By: Andrew Silverio, Esq.
In August, a $572 million Oklahoma ruling came down against Johnson & Johnson – the first major ruling against a drug manufacturer for its role in America’s ongoing opioid crisis. The holding found that the drug manufacturer’s advertising and marketing helped flood the state with dangerous painkillers, and it dominated the news cycle as the first major “loss” for a drug manufacturer in a case of this type (many similar claims have been settled out of court. It also sparked a firestorm of speculation about who will come out of the woodwork making such claims against various manufacturers, since the harm associated with the opioid crisis is so far-reaching.
Now, an unexpected plaintiff has jumped into the fight to claim their share of the payout – hospitals. Per Blake Farmer at NPR, “hundreds of hospitals have joined up in a handful of lawsuits in state courts, seeing the state-based suits as their best hope for winning meaningful settlement money” (see https://www.npr.org/sections/health-shots/2019/10/24/771371040/some-hospitals-sue-opioid-makers-for-costs-of-treating-uninsured-for-addiction.) If this causes you to raise an eyebrow, you aren’t alone – many would argue, and this will almost certainly be raised as a defense, that hospitals are in fact complicit in creating this crisis through overprescribing of these drugs.
The hospitals’ main claim will be that they have been damaged in the form of all the uncompensated care they have had to provide resulting from the opioid crisis, emergency and otherwise, with most of this care being uncompensated as the patients are often uninsured and unable to pay for treatment. This is certainly a legitimate complaint, however many hospitals have been unwilling to join in. This is likely at least in part motivated by a desire to keep details private about the hospitals’ own prescribing practices (which will likely be scrutinized by the defense), as well as to avoid being required to justify their charges as they relate to the actual costs of care.
We will undoubtedly continue seeing new lawsuits in this area for years, but these will be important cases to keep an eye on.
By: Philip Qualo, J.D.
Each year more and more Americans overdose on prescription opioid drugs.
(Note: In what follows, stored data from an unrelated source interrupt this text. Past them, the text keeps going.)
PR #664, opened 2023-10-06
Test content disposition against a content type with a parameter.

clokep:
See https://github.com/matrix-org/synapse/pull/16440

### DIFF
--- a/tests/media_filename_test.go
+++ b/tests/media_filename_test.go
@@ -137,6 +137,25 @@ func TestMediaFilenames(t *testing.T) {
 				}
 			})
 
+			t.Run("Will serve safe media types with parameters as inline", func(t *testing.T) {
+				if runtime.Homeserver != runtime.Synapse {
+					// We need to check that this security behaviour is being correctly run in
+					// Synapse, but since this is not part of the Matrix spec we do not assume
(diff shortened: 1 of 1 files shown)


tests/media_filename_test.go
```diff
@@ -137,6 +137,25 @@ func TestMediaFilenames(t *testing.T) {
 				}
 			})
 
+			t.Run("Will serve safe media types with parameters as inline", func(t *testing.T) {
+				if runtime.Homeserver != runtime.Synapse {
+					// We need to check that this security behaviour is being correctly run in
+					// Synapse, but since this is not part of the Matrix spec we do not assume
+					// other homeservers are doing so.
+					t.Skip("Skipping test of Content-Disposition header requirements on non-Synapse homeserver")
```
kegsay, line 145: So I guess the reason you're not using `runtime.SkipIf` is because you want to _only_ run this test on synapse, rather than skip if it is dendrite/conduit?

kegsay (approved):

tests/media_filename_test.go
clokep: It is what the other tests in this file used and I copied & pasted the test to bootstrap. 😄

PR #666, opened 2023-10-10
Remove msc build tags. Add msc packages.

kegsay:
This adds more parallelism as a side-effect.

### DIFF
--- a/.github/workflows/ci.yaml
+++ b/.github/workflows/ci.yaml
@@ -48,7 +48,7 @@ jobs:
 
           - homeserver: Dendrite
             tags: dendrite_blacklist
-            packages: ./tests/msc2836
+            packages: ""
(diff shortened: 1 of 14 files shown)


DMRobertson (commented):
Is this going to need changes to https://github.com/matrix-org/synapse/blob/6d81aec09febe86532235141e84c4ea0b3f56049/scripts-dev/complement.sh#L217? Are there other places in Synapse we'll need to change? Similarly for dendrite

kegsay:
Yes.

DMRobertson (approved):
LGTM but it'd be very handy if you can do the Synapse+Dendrite changes too. (Though FWIW Synapse's develop is failing on particular complement test RN)

devonh (approved):

PR #669, opened 2023-10-12
Standardise entry points for Complement tests

kegsay:
Every test package that wants to use Complement needs some bootstrapping boilerplate code to do things like read the env vars and clean up old containers in case of an ungraceful shutdown. There is a convenient `TestMain` function which is part of standard Go tests which we can use for this.

We also had a helper function called `Deploy` which would deploy a set of containers and return the `docker.Deployment` for tests to use. This helper function is actually boilerplate as well, but has still historically been defined for each test package unnecessarily.

This PR cleans up these entry points in the following way:
 - Always use the helper functions when writing entry points. Previously, only MSC packages did this. This was just an omission from #666 
 - Moves entry point functions from the `helpers` package to the top-level `complement` package. Why: this signals to test writers where to look when they want to hook into Complement machinery as it serves as the entry point functions. This ends up reading very nicely as `deployment := complement.Deploy(t, b.BlueprintAlice)`.
 - Remove the useless proxy function `Deploy(...)` which just called the previous line.

This now means that out-of-repo tests (which need to call `somepackage.Deploy`) and in-repo tests look identical, and bootstrapping boilerplate is as small as possible:
```
package tests

import (
	"testing"

	"github.com/matrix-org/complement"
)

func TestMain(m *testing.M) {
	complement.TestMain(m, "package-name-goes-here")
}
```

### DIFF
--- a/test_main.go
+++ b/test_main.go
@@ -1,4 +1,4 @@
-package helpers
+package complement
 
 import (
 	"fmt"
--- a/test_package.go
+++ b/test_package.go
@@ -1,4 +1,4 @@
-package helpers
+package complement
 
 import (
 	"context"
--- a/tests/csapi/account_change_password_pushers_test.go
+++ b/tests/csapi/account_change_password_pushers_test.go
@@ -6,8 +6,9 @@ package csapi_tests
 import (
 	"testing"
 
-	"github.com/matrix-org/complement/client"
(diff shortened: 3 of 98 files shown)


DMRobertson (approved):
Thanks for the clean commit history. Seems sane to me.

In fact, the Centers for Disease Control and Prevention (CDC) reported that deaths attributed to opioid abuse and addiction now exceed car crashes as the leading cause of unintentional death in the United States. Opioid addiction has grown exponentially in recent years and is now officially the deadliest drug crisis in American history, more than heroin and cocaine combined.
Opioid drugs are routinely prescribed by healthcare providers for its lawful intended purpose, to treat severe pain. As access to healthcare has increasingly become available to all Americans from diverse backgrounds, this specific drug crisis is unique in that it crosses all social, economic and racial boundaries. This broad demographic substantially increases the likelihood that the opioid epidemic will eventually make its way into every employer’s workforce.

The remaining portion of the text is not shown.